Как и обещалось, автомат выдал мне билет. Картонный прямоугольник из коричневого картона с тиснёными буквами «городской монорельс» и ниже шрифтом поменьше «королевский патент». Всё правильно, всё законно, это полноценный проездной документ, хотя продал мне его не человек, а механический автомат. Но это был именно билет. На предъявителя, даёт право входа на платформу и проезда на любое расстояние, вплоть до выхода с платформы по любой причине, включая страховые случаи.

Вставив свой билет в прорезь турникета, и дождавшись пока паровые поршни распахнут передо мной ажурные решетчатые дверцы, я поднялся по лестнице на платформу, оказавшись на высоте третьего этажа зданий. Чтобы скоротать время ожидания, я принялся рассматривать других пассажиров. Большинство из них были мужчины, но встречались и дамы. Среди мужчин, по одежде, я уверенно выделял канцелярских работников или же, напротив, бригадиров грузчиков, строителей или иных рабочих. Одежда мужчины даже в мирное время как униформа солдата. Сразу видно кто осторожный егерь, а кто лихой гусар. Но что касается женщин, они все одеты так разнообразно. Нет, конечно, все они носят юбки и шляпки, но вот что за фасоны у этих юбок и шляпок. Глаза разбегаются и невозможно найти никакой системы. Я всегда теряюсь в догадках, куда могут спешить все эти дамы поутру? Возможно, если бы я однажды решился заговорить хотя бы с одной из них. Да вот только повода не представлялось ни разу. К тому же большинство пассажиров прекрасной половины человечества почему-то всегда оказывалось на противоположной от меня платформе. Им всегда было со мной не по пути. Но тут из размышлений меня вывел звонок прибывшего вагона, и я поспешил занять своё место у окна.
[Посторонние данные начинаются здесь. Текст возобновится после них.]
PR #1049, opened 2021-02-07
d2dc6 refactor + unit test for it

gucio321:


gravestench (approved):
thanks for the unit tests!

PR #1057, opened 2021-02-15
hotfix: ds1 editor: some fields need to be exported

gucio321:
Hi there,
we need to be able to set this value in another packages (in HellSpawner)


gucio321:
:angry: this also adds this *** space at the end of apt-get's command in circleci

essial (approved):

PR #1059, opened 2021-02-16
hotfix: ds1: method setupLayerTypes is now exported + circleci build job bugfix

gucio321:


gravestench (approved):

gravestench:
I think it's important to note here the reason why you are exporting this method: **Hellspawner**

Внизу проносились самобеглые коляски. Извозчики давно смекнули, что содержать упряжку лошадей дорого. Лошадь стоит денег, а хороший рысак очень больших денег. Но будь то захудалая кляча или самый лучший скакун, а только лошадь в силах работать лишь несколько лет. А между тем ей каждый день подай ведро зерна, на сене лошадь и свои-то ноги едва таскать сможет, разбегутся от тебя седоки, коли твоя лошадь недостаточно резва. Да ещё каждый вечер лошади нужен уход почище чем знатной даме. А бывает и так, что лошадь болеет. Механизм не болеет никогда! А доставить пару пассажиров по городу вполне можно и силой своих ног, коли их несёт самобеглая коляска. С тех пор фиакры почти исчезли, а бывшие кэбмены стали таксистами.

Моя остановка, пора выходить. Покинув вагон, я оказался на платформе, и поспешил спуститься по винтовой лестнице, достаточно широкой, чтобы по ней в ряд могли шествовать трое, не задевая друг друга локтями. При выходе мне пришлось самому распахнуть дверцы турникета, чтобы выйти на улицу. Когда уже придумают устройство, раскрывающее эти дверцы перед пассажирами?
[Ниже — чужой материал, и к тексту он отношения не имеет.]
PR #1066, opened 2021-02-17
Refactoring d2ds1

gravestench:
This is a large refactor to the DS1 struct. Basically, the DS1 used to maintain layers per-tile, and this refactor makes the DS1 contain layers, and the layer contain tiles.

All of this was done because if we wanted to add layers to a tile, we would need a bunch of state management code to go ensure that all other tiles also have those layers (this would have been nasty and bad).

Also, this is pretty much all done for Hellspawner, since we're at a point where we want to make an editor for DS1's and we need to be able to add/edit/create/delete layers.

~~**We still need to finish the unit tests for `d2common/d2fileformats/d2ds1`**~~


essial (dismissed):

d2common/d2fileformats/d2ds1/ds1.go
```diff
@@ -39,34 +41,362 @@ const (
...
+	substitutionType           int32               // SubstitutionType (layer type): 0 if no layer, else type 1 or type 2
+	numberOfWallLayers         int32               // WallNum number of wall & orientation layers used
+	numberOfFloorLayers        int32               // number of floor layers used
+	numberOfShadowLayers       int32               // ShadowNum number of shadow layer used
+	numberOfSubstitutionLayers int32               // SubstitutionNum number of substitution layer used
+	// substitutionGroupsNum      int32               // SubstitutionGroupsNum number of substitution groups, datas between objects & NPC paths
+
+	dirty            bool // when modifying tiles, need to perform upkeep on ds1 state
+	unknown1         []byte
+	layerStreamTypes []d2enum.LayerStreamType
```
gucio321, line 61: I put it here while writing DS1.Marshal, but it wasn't good idea. we can just recalculate layer stream types while encoding.

d2common/d2fileformats/d2ds1/ds1.go
```diff
@@ -331,7 +661,7 @@ func (ds1 *DS1) loadSubstitutions(br *d2datautils.StreamReader) error {
 func (ds1 *DS1) setupStreamLayerTypes() []d2enum.LayerStreamType {
```
gucio321, line 661: probably could be exported, because we'd like to know about streamLayerTypes (in HellSpawner)

d2common/d2fileformats/d2ds1/ds1.go
gucio321: solved by 5e62b12

d2common/d2fileformats/d2ds1/ds1_layers.go
```diff
@@ -0,0 +1,432 @@
...
+	substitutionLayerGroup
+)
+
+type layerGroup []*layer
+
+type ds1Layers struct {
+	width, height int
+	Floors        layerGroup
+	Walls         layerGroup
+	Orientations  layerGroup
```
gucio321, line 27: why did you splited it? IMO Wall and orientation should be one

et
```diff
@@ -0,0 +1,73 @@
...
+[1m+++ b/d2common/d2fileformats/d2ds1/ds1_test.go[m
+[36m@@ -575,6 +575,24 @@[m [mfunc TestDS1_SetNumberOfFloors(t *testing.T) {[m
+ 	if err := testIfRestorable(ds1, test); err != nil {[m
+ 		t.Errorf("unable to restore: %v", err)[m
+ 	}[m
+[32m+[m
+[32m+[m	[32mnewNumber = 10[m
+[32m+[m
+[32m+[m	[32mds1.SetNumberOfFloorLayers(newNumber)[m
+[32m+[m
```
gravestench, line 13: ew gross what is this ;_:

d2common/d2fileformats/d2ds1/ds1_layers.go
gravestench: yeah, you're right

d2common/d2fileformats/d2ds1/ds1_layers.go
```diff
@@ -0,0 +1,432 @@
...
+		group = &l.Walls
+	case orientationLayerGroup:
+		group = &l.Orientations
+	case shadowLayerGroup:
+		group = &l.Shadows
+	case substitutionLayerGroup:
+		group = &l.Substitutions
+	default:
+		return nil
+	}
```
gucio321, line 214: maybe make this `switch-case` a method of ds1Layers.
like, 
```golang
func (l *ds1Layers) getLayerGroup(t layerGroupType) (group *layerGroup) {
switch t {
	case floorLayerGroup:
		group = &l.Floors
	case wallLayerGroup:
		group = &l.Walls
	case orientationLayerGroup:
		group = &l.Orientations
	case shadowLayerGroup:
		group = &l.Shadows
	case substitutionLayerGroup:
		group = &l.Substitutions
	default:
		return nil
	}
}

return group
```

d2common/d2fileformats/d2ds1/ds1_layers.go
```diff
@@ -0,0 +1,432 @@
...
+		idx = len(group) - 1
+	}
+
+	// example:
+	// suppose
+	//		idx=1
+	//		newLayer=c
+	// 		existing layerGroup is [a, b]
+	group = append(group, group[idx:]...) // [a, b] becomes [a, b, b]
+	group[idx] = newLayer                 // [a, b, b] becomes [a, c, b]
```
gucio321, line 296: what happens if:
idx=1
group = [a, b, c]
newLayer = d ?
then in append we have:
[a, b, c] + [b, c] so [a, b, c, b, c]
and after changing index:
[a, b, d, b, c]

but result of this operation should be:
[a, b, d, c]

so IMO this code will not work properly

gucio321: let's do just:
```golang
groups = append(groups[:idx], newLayer, groups[idx:]...)
```

d2common/d2fileformats/d2ds1/layer.go
```diff
@@ -0,0 +1,143 @@
...
+
+	Height() int
+	SetHeight(h int) grid
+
+	Size() (w, h int)
+	SetSize(w, h int) grid
+
+	Tile(x, y int) *Tile
+	SetTile(x, y int, t *Tile)
+}
```
gucio321, line 37: is this interface even necessary? you use it only in SetWIdth/Height/Size methods, and you could return simply `*layer` there

d2common/d2fileformats/d2ds1/ds1_layers.go
gucio321: fixed by 41c1d8e

d2common/d2fileformats/d2ds1/ds1_layers.go
gucio321: solved in 41c1d8e

et
gucio321: fixed by 41c1d8e

d2common/d2fileformats/d2ds1/ds1_layers.go
gucio321: fixed in 41c1d8e

d2common/d2fileformats/d2ds1/layer.go
gravestench: It isn't needed, I think this is just here because i used goland to write the boilerplate code from this interface, will remove.

d2common/d2fileformats/d2ds1/ds1.go
gravestench: `ds1.Floors`, `ds1.Walls`, `ds1.Shadows`, and `ds1.Substitutions` are now public, we should be able to get this information without a method like this being exported.

d2common/d2fileformats/d2ds1/ds1.go
```diff
@@ -39,232 +27,252 @@ const (
...
-	unknown1                   []byte
-	LayerStreamTypes           []d2enum.LayerStreamType
-	unknown2                   uint32
-	NpcIndexes                 []int
+	*ds1Layers
+	Files              []string            // FilePtr table of file string pointers
+	Objects            []Object            // Objects
+	substitutionGroups []SubstitutionGroup // Substitution groups for the DS1
+
+	version          ds1version
```
gucio321, line 35: we need to be able to set version

d2common/d2fileformats/d2ds1/ds1.go
```diff
@@ -39,232 +27,252 @@ const (
...
+	stream := d2datautils.CreateStreamReader(fileData)
 
-	if ds1.Version >= v9 && ds1.Version <= v13 {
-		// Skipping two dwords because they are "meaningless"?
-		ds1.unknown1, err = br.ReadBytes(unknown1BytesCount)
-		if err != nil {
-			return nil, err
-		}
+	if err := ds1.loadHeader(stream); err != nil {
+		return nil, fmt.Errorf("loading header: %v", err)
```
gucio321, line 60: could you use error-wrapping expression (`%w`)

d2common/d2fileformats/d2ds1/ds1.go
```diff
@@ -273,94 +281,108 @@ func (ds1 *DS1) loadObjects(br *d2datautils.StreamReader) error {
...
+	var layerStream []layerStreamType
 
-	if ds1.Version < v4 {
-		layerStream = []d2enum.LayerStreamType{
-			d2enum.LayerStreamWall1,
-			d2enum.LayerStreamFloor1,
-			d2enum.LayerStreamOrientation1,
-			d2enum.LayerStreamSubstitute,
-			d2enum.LayerStreamShadow,
+	if ds1.version < v4 {
```
gucio321, line 343: let's do something like `version.standardLayers()`

d2common/d2fileformats/d2ds1/ds1.go
```diff
@@ -434,20 +453,20 @@ func (ds1 *DS1) loadNpcPaths(br *d2datautils.StreamReader, objIdx, numPaths int)
...
 		py, err := br.ReadInt32() //nolint:govet // i want to re-use the err variable...
 		if err != nil {
-			return err
+			return fmt.Errorf("reading Y point for path %d: %v", pathIdx, err)
 		}
 
 		newPath.Position = d2vector.NewPosition(float64(px), float64(py))
 
-		if ds1.Version >= v15 {
+		if ds1.version >= v15 {
```
gucio321, line 466: ds1Version.dederminesNPCAction()

d2common/d2fileformats/d2ds1/ds1.go
```diff
@@ -456,58 +475,62 @@ func (ds1 *DS1) loadNpcPaths(br *d2datautils.StreamReader, objIdx, numPaths int)
...
 	}
 
-	return err
+	return nil
+}
+
+// SetSize sets the size of all layers in the DS1
+func (ds1 *DS1) SetSize(w, h int) {
+	ds1.ds1Layers.SetSize(w, h)
 }
```
gucio321, line 534: is it necessary?

d2common/d2fileformats/d2ds1/layer.go
```diff
@@ -0,0 +1,129 @@
...
+	layerStreamShadow1
+	layerStreamSubstitute1
+)
+
+type tileRow []Tile     // index is x coordinate
+type tileGrid []tileRow // index is y coordinate
+
+type layer struct {
+	tiles tileGrid
+}
```
gucio321, line 27: lol, why did you make it as a two types? isn one not enough?

d2common/d2fileformats/d2ds1/ds1.go
gravestench: yes

d2common/d2fileformats/d2ds1/layer.go
gravestench: eh, for clarity; "a grid is a slice of rows"

d2core/d2config/defaults.go
```diff
@@ -20,7 +20,7 @@ func DefaultConfig() *Configuration {
 		VsyncEnabled:    true,
 		SfxVolume:       defaultSfxVolume,
 		BgmVolume:       defaultBgmVolume,
-		MpqPath:         "C:/Program Files (x86)/Diablo II",
+		MpqPath:         "C:/Program files (x86)/Diablo II",
```
gucio321, line 23: why did you changed it?

gravestench: probably on accident

main.go
```diff
@@ -8,11 +8,11 @@ import (
 
 // GitBranch is set by the CI build process to the name of the branch
 //nolint:gochecknoglobals // This is filled in by the build system
-var GitBranch string = "local"
+var GitBranch = "local"
 
 // GitCommit is set by the CI build process to the commit hash
 //nolint:gochecknoglobals // This is filled in by the build system
-var GitCommit string = "build"
+var GitCommit = "build"
```
gucio321, line 15: also here, why did you changed it? and if so, lets make just `GitBranch := "local"`

gravestench: I think just because the `string` type declaration was unnecessary.

you can't use `:=` where these variables are being declared.

d2common/d2fileformats/d2ds1/ds1.go
```diff
@@ -39,232 +27,252 @@ const (
...
-	unknown2                   uint32
-	NpcIndexes                 []int
+	*ds1Layers
+	Files              []string            // FilePtr table of file string pointers
+	Objects            []Object            // Objects
+	substitutionGroups []SubstitutionGroup // Substitution groups for the DS1
+
+	version          ds1version
+	Act              int32 // Act, from 1 to 5. This tells which Act table to use for the Objects list
+	substitutionType int32 // SubstitutionType (layer type): 0 if no layer, else type 1 or type 2
```
gucio321, line 37: also, what with this? Could you add setter/getter or just export

gravestench: I'm not sure what it is used for, I'll export anyways.

d2common/d2fileformats/d2ds1/ds1.go
```diff
@@ -39,232 +27,252 @@ const (
...
+	unknown1         []byte
```
gucio321, line 38: also, could you do something with this?
I mean, that file created with &DS1{}.Marshal() will be incorrect
so maybe replace with `[unknown1BytesCount]byte` or something like that

gucio321: hmm. thats 8 bytes, so int64.

main.go
gucio321: > you can't use := where these variables are being declared.

oh, ok, I forgot, sorry

d2common/d2fileformats/d2ds1/ds1_layers_test.go
```diff
@@ -0,0 +1,183 @@
...
+
+func Test_ds1Layers_DeleteWall(t *testing.T) {}
+
+func Test_ds1Layers_GetFloor(t *testing.T) {}
+
+func Test_ds1Layers_GetShadow(t *testing.T) {}
+
+func Test_ds1Layers_GetSubstitution(t *testing.T) {}
+
+func Test_ds1Layers_GetWall(t *testing.T) {}
```
gucio321, line 21: this tests should be completed

gucio321 (changes requested):
I think, that the tests should be written before merging

d2common/d2fileformats/d2ds1/ds1_layers_test.go
gravestench: setting back to draft

gucio321 (approved):
Great work! Thanks for doing it!

gucio321 (approved):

Я шёл по тротуару, широкому как улица в квартале, где я живу. Но тут, в деловом центре города, даже столь широкий тротуар был похож на реку из людей. Рядом, по краю булыжной мостовой проносились самокатчики – курьеры, для которых это работа, или спортсмены, которые вызывают зависть и восхищённые взгляды. За ними тарахтели паровые фаэтоны, машины невероятной роскоши. В этот час их ещё мало на улицах, но среди дня они начнут сновать по городу и там и тут, помогая их владельцам оказываться в нужное время в нужном месте. А настоящий парад фаэтонов случится вечером перед Оперой. Но пока ещё утро, и мне надо добраться до моего рабочего места.

А это непросто. Перебегать здесь мостовую решился бы только безумец. И я плетусь в толпе до ближайшего подземного перехода, по которому пройду под мостовой безопасно для моей жизни, такой хрупкой перед колёсами машин.

И вот здание Счётной палаты. Характерные для всех казённых зданий будки стражи у парадного подъезда. В непогоду солдаты имеют право укрыться в этих будках. Но сейчас они стоят на виду, под утренним солнцем. Стражники немолоды, это должность для ветеранов. Оба гвардейца годятся мне в отцы, но при моём приближении, узнав меня, как и полагается, берут на караул. Я коротко киваю им. Вот и весь ритуал, который мы соблюдаем. За дверями меня и вовсе никто не приветствует. Приёмная для посетителей ещё закрыта в этот час, клерки должно быть ещё только путешествуют где-то в утренней толпе. Не задерживаясь, я спешу к своему рабочему месту.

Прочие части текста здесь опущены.